YOUR TASK: Every line of the data below that holds the string "optional" needs to be reported.

-------- INPUT DATA

PR #10127, opened 2018-03-11
Fix npm version on Dockerfile to 5.6.0

jfcorsini:
npm@5.7.1 is having some issue during extraction of large projects (see https://github.com/npm/npm/issues/19989). So while this is not fixed, new contributors were not able to start a new local project, because the containers were updating npm to the newest version. In order to fix this issue I fixed the version to 5.6.0, which is more stable and it works on Habitica project.

### DIFF
--- a/Dockerfile
+++ b/Dockerfile
@@ -2,7 +2,7 @@ FROM node:boron
 
 # Upgrade NPM to v5 (Yarn is needed because of this bug https://github.com/npm/npm/issues/16807)
 # The used solution is suggested here https://github.com/npm/npm/issues/16807#issuecomment-313591975
-RUN yarn global add npm@5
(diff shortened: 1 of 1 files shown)


jfcorsini:
And for some reason testing are timing out as well.. is there a way that I can restart them?

paglias:
I'll restart them

paglias:
@jfcorsini thanks for this and sorry for the delay. I'm going to close this in favor of https://github.com/HabitRPG/habitica/commit/0f339d8d3e0b5a234793ce38e77f174cd8a68de2, this way we're going to install the NPM version shipping with the latest node 8, 8.10 at this time which already bundles v5.6.0 of npm

PR #10110, opened 2018-03-07
Made kafka optional

TheHollidayInn:

PR #10129, opened 2018-03-12
Make Kafka dep optional

paglias:
@TheHollidayInn @Alys this is based off #10110 but it also makes kafka an optional dep and only load it where it's supported.

@Alys can you try if it works for you?


Alys:
Yes, this is good, thank you! My local install works when this is merged in.

paglias:
Will merge this as soon as the build passes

----------------

RESULT OF THIS EXERCISE:
Made kafka optional
Make Kafka dep optional
@TheHollidayInn @Alys this is based off #10110 but it also makes kafka an optional dep and only load it where it's supported.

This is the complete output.